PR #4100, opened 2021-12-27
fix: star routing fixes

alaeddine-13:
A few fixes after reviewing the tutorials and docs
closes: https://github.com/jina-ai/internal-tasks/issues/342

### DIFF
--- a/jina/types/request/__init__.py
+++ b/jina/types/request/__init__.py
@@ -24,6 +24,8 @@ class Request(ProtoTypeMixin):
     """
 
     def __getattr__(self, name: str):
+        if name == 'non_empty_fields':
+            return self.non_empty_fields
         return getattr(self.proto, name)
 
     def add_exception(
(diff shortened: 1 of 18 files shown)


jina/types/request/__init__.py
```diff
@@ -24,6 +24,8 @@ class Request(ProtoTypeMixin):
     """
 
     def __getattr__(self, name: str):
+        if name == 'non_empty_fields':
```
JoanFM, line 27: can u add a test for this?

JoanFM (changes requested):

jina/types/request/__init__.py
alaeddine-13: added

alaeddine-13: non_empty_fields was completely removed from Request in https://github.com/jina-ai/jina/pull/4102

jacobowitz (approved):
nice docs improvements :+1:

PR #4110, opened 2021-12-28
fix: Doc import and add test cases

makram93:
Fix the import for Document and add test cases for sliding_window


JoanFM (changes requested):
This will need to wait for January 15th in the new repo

◇ ◇ ◇

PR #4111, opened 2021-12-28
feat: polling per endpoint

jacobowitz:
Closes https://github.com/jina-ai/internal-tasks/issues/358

◇ ◇ ◇

#### Exercise:
Look through the listing, and copy each line that contains the word "alaeddine".

#### Written answer:
alaeddine-13:
alaeddine-13: added
alaeddine-13: non_empty_fields was completely removed from Request in https://github.com/jina-ai/jina/pull/4102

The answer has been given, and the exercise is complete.